[[ EXTRACTED DATA open ]]

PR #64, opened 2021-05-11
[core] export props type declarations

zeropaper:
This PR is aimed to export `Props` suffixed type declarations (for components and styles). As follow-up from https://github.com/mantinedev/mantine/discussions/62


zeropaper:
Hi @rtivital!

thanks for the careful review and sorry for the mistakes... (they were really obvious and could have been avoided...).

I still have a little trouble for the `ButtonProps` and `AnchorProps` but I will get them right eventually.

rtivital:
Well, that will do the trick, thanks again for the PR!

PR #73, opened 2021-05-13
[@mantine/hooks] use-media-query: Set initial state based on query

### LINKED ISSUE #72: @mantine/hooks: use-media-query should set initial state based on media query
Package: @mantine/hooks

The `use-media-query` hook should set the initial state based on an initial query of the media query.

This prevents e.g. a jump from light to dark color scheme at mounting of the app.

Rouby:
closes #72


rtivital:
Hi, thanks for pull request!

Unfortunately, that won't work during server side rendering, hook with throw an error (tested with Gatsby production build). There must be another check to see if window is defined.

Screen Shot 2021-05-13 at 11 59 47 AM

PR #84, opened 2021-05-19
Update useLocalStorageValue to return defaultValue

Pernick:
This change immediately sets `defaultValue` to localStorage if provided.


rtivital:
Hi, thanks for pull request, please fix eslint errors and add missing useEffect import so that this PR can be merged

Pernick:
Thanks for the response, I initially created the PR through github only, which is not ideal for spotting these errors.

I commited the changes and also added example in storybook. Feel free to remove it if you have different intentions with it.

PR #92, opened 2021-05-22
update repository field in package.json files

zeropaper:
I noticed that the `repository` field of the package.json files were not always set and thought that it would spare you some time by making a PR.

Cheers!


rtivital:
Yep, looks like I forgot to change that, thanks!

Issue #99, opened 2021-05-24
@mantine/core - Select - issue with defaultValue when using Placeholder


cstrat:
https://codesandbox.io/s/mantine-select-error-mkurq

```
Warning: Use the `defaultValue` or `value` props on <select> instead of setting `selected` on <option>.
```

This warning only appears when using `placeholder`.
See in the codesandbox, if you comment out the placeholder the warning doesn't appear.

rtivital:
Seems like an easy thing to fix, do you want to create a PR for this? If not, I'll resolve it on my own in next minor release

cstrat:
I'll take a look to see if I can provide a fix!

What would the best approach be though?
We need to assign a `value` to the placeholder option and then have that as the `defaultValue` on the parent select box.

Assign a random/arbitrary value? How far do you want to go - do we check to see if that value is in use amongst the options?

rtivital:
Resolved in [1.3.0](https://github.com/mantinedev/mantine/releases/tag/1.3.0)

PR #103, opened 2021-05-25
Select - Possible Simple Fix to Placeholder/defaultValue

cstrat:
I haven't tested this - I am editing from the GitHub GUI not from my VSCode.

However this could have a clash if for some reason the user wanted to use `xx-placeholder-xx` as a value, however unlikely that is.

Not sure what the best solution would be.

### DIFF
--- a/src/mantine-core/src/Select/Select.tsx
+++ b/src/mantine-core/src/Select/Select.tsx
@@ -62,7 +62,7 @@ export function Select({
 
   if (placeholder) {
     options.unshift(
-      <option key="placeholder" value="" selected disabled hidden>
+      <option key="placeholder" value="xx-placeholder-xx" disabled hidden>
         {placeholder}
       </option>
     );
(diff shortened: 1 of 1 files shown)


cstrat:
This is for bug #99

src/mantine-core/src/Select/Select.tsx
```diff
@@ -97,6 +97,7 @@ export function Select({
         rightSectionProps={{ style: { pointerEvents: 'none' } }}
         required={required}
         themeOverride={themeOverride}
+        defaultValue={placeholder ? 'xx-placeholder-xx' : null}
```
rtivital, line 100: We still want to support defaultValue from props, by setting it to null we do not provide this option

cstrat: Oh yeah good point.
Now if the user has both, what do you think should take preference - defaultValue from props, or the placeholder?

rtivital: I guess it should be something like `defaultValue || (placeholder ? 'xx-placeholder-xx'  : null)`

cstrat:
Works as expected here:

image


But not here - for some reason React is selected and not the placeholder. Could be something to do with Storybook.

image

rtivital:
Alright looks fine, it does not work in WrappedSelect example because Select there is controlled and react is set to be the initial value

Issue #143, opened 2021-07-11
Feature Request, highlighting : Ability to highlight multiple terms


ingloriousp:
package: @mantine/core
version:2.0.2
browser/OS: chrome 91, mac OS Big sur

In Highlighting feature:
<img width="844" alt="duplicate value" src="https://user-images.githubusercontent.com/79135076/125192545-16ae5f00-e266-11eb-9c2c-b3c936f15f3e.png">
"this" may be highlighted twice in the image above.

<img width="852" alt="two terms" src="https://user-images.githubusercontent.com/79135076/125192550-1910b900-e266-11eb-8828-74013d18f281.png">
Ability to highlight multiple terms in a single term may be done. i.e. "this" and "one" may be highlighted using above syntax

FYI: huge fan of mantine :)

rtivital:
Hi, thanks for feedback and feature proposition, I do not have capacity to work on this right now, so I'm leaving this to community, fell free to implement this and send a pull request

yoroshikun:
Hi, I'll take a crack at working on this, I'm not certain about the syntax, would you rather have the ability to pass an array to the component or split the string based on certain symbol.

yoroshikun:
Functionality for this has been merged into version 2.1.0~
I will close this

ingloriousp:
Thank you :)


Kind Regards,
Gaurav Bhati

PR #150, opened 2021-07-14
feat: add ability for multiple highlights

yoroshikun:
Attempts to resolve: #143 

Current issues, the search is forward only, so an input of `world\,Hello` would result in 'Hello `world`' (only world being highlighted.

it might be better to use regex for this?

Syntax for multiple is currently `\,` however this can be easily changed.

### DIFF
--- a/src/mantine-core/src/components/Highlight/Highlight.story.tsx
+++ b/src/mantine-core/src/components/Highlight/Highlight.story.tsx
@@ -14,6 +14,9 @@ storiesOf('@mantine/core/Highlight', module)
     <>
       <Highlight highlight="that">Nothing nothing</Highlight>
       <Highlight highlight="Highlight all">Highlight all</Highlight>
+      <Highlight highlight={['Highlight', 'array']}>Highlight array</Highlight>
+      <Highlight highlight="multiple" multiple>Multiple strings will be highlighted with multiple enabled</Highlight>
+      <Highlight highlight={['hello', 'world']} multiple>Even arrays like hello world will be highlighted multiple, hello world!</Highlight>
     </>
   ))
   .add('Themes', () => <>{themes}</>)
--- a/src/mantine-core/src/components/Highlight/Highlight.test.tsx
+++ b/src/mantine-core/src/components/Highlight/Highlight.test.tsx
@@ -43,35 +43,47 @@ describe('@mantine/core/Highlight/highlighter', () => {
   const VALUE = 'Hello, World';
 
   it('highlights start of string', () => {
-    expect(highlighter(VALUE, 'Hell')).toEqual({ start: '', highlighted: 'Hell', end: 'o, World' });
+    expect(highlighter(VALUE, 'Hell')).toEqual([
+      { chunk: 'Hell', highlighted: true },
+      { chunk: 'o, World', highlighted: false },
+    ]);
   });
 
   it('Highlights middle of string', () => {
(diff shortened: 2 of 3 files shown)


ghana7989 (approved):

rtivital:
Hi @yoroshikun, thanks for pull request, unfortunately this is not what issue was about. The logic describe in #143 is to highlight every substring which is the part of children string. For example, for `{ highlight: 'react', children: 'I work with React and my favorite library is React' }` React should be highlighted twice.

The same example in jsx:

[[ EXTRACTED DATA closed ]]

◆ THE PROBLEM:
Each line of the data is to be transcribed exactly, with nothing left out.

◆ SOLUTION FOR THIS PROBLEM:
PR #64, opened 2021-05-11
[core] export props type declarations

zeropaper:
This PR is aimed to export `Props` suffixed type declarations (for components and styles). As follow-up from https://github.com/mantinedev/mantine/discussions/62


zeropaper:
Hi @rtivital!

thanks for the careful review and sorry for the mistakes... (they were really obvious and could have been avoided...).

I still have a little trouble for the `ButtonProps` and `AnchorProps` but I will get them right eventually.

rtivital:
Well, that will do the trick, thanks again for the PR!

PR #73, opened 2021-05-13
[@mantine/hooks] use-media-query: Set initial state based on query

### LINKED ISSUE #72: @mantine/hooks: use-media-query should set initial state based on media query
Package: @mantine/hooks

The `use-media-query` hook should set the initial state based on an initial query of the media query.

This prevents e.g. a jump from light to dark color scheme at mounting of the app.

Rouby:
closes #72


rtivital:
Hi, thanks for pull request!

Unfortunately, that won't work during server side rendering, hook with throw an error (tested with Gatsby production build). There must be another check to see if window is defined.

Screen Shot 2021-05-13 at 11 59 47 AM

PR #84, opened 2021-05-19
Update useLocalStorageValue to return defaultValue

Pernick:
This change immediately sets `defaultValue` to localStorage if provided.


rtivital:
Hi, thanks for pull request, please fix eslint errors and add missing useEffect import so that this PR can be merged

Pernick:
Thanks for the response, I initially created the PR through github only, which is not ideal for spotting these errors.

I commited the changes and also added example in storybook. Feel free to remove it if you have different intentions with it.

PR #92, opened 2021-05-22
update repository field in package.json files

zeropaper:
I noticed that the `repository` field of the package.json files were not always set and thought that it would spare you some time by making a PR.

Cheers!


rtivital:
Yep, looks like I forgot to change that, thanks!

Issue #99, opened 2021-05-24
@mantine/core - Select - issue with defaultValue when using Placeholder


cstrat:
https://codesandbox.io/s/mantine-select-error-mkurq

```
Warning: Use the `defaultValue` or `value` props on <select> instead of setting `selected` on <option>.
```

This warning only appears when using `placeholder`.
See in the codesandbox, if you comment out the placeholder the warning doesn't appear.

rtivital:
Seems like an easy thing to fix, do you want to create a PR for this? If not, I'll resolve it on my own in next minor release

cstrat:
I'll take a look to see if I can provide a fix!

What would the best approach be though?
We need to assign a `value` to the placeholder option and then have that as the `defaultValue` on the parent select box.

Assign a random/arbitrary value? How far do you want to go - do we check to see if that value is in use amongst the options?

rtivital:
Resolved in [1.3.0](https://github.com/mantinedev/mantine/releases/tag/1.3.0)

PR #103, opened 2021-05-25
Select - Possible Simple Fix to Placeholder/defaultValue

cstrat:
I haven't tested this - I am editing from the GitHub GUI not from my VSCode.

However this could have a clash if for some reason the user wanted to use `xx-placeholder-xx` as a value, however unlikely that is.

Not sure what the best solution would be.

### DIFF
--- a/src/mantine-core/src/Select/Select.tsx
+++ b/src/mantine-core/src/Select/Select.tsx
@@ -62,7 +62,7 @@ export function Select({
 
   if (placeholder) {
     options.unshift(
-      <option key="placeholder" value="" selected disabled hidden>
+      <option key="placeholder" value="xx-placeholder-xx" disabled hidden>
         {placeholder}
       </option>
     );
(diff shortened: 1 of 1 files shown)


cstrat:
This is for bug #99

src/mantine-core/src/Select/Select.tsx
```diff
@@ -97,6 +97,7 @@ export function Select({
         rightSectionProps={{ style: { pointerEvents: 'none' } }}
         required={required}
         themeOverride={themeOverride}
+        defaultValue={placeholder ? 'xx-placeholder-xx' : null}
```
rtivital, line 100: We still want to support defaultValue from props, by setting it to null we do not provide this option

cstrat: Oh yeah good point.
Now if the user has both, what do you think should take preference - defaultValue from props, or the placeholder?

rtivital: I guess it should be something like `defaultValue || (placeholder ? 'xx-placeholder-xx'  : null)`

cstrat:
Works as expected here:

image


But not here - for some reason React is selected and not the placeholder. Could be something to do with Storybook.

image

rtivital:
Alright looks fine, it does not work in WrappedSelect example because Select there is controlled and react is set to be the initial value

Issue #143, opened 2021-07-11
Feature Request, highlighting : Ability to highlight multiple terms


ingloriousp:
package: @mantine/core
version:2.0.2
browser/OS: chrome 91, mac OS Big sur

In Highlighting feature:
<img width="844" alt="duplicate value" src="https://user-images.githubusercontent.com/79135076/125192545-16ae5f00-e266-11eb-9c2c-b3c936f15f3e.png">
"this" may be highlighted twice in the image above.

<img width="852" alt="two terms" src="https://user-images.githubusercontent.com/79135076/125192550-1910b900-e266-11eb-8828-74013d18f281.png">
Ability to highlight multiple terms in a single term may be done. i.e. "this" and "one" may be highlighted using above syntax

FYI: huge fan of mantine :)

rtivital:
Hi, thanks for feedback and feature proposition, I do not have capacity to work on this right now, so I'm leaving this to community, fell free to implement this and send a pull request

yoroshikun:
Hi, I'll take a crack at working on this, I'm not certain about the syntax, would you rather have the ability to pass an array to the component or split the string based on certain symbol.

yoroshikun:
Functionality for this has been merged into version 2.1.0~
I will close this

ingloriousp:
Thank you :)


Kind Regards,
Gaurav Bhati

PR #150, opened 2021-07-14
feat: add ability for multiple highlights

yoroshikun:
Attempts to resolve: #143 

Current issues, the search is forward only, so an input of `world\,Hello` would result in 'Hello `world`' (only world being highlighted.

it might be better to use regex for this?

Syntax for multiple is currently `\,` however this can be easily changed.

### DIFF
--- a/src/mantine-core/src/components/Highlight/Highlight.story.tsx
+++ b/src/mantine-core/src/components/Highlight/Highlight.story.tsx
@@ -14,6 +14,9 @@ storiesOf('@mantine/core/Highlight', module)
     <>
       <Highlight highlight="that">Nothing nothing</Highlight>
       <Highlight highlight="Highlight all">Highlight all</Highlight>
+      <Highlight highlight={['Highlight', 'array']}>Highlight array</Highlight>
+      <Highlight highlight="multiple" multiple>Multiple strings will be highlighted with multiple enabled</Highlight>
+      <Highlight highlight={['hello', 'world']} multiple>Even arrays like hello world will be highlighted multiple, hello world!</Highlight>
     </>
   ))
   .add('Themes', () => <>{themes}</>)
--- a/src/mantine-core/src/components/Highlight/Highlight.test.tsx
+++ b/src/mantine-core/src/components/Highlight/Highlight.test.tsx
@@ -43,35 +43,47 @@ describe('@mantine/core/Highlight/highlighter', () => {
   const VALUE = 'Hello, World';
 
   it('highlights start of string', () => {
-    expect(highlighter(VALUE, 'Hell')).toEqual({ start: '', highlighted: 'Hell', end: 'o, World' });
+    expect(highlighter(VALUE, 'Hell')).toEqual([
+      { chunk: 'Hell', highlighted: true },
+      { chunk: 'o, World', highlighted: false },
+    ]);
   });
 
   it('Highlights middle of string', () => {
(diff shortened: 2 of 3 files shown)


ghana7989 (approved):

rtivital:
Hi @yoroshikun, thanks for pull request, unfortunately this is not what issue was about. The logic describe in #143 is to highlight every substring which is the part of children string. For example, for `{ highlight: 'react', children: 'I work with React and my favorite library is React' }` React should be highlighted twice.

The same example in jsx:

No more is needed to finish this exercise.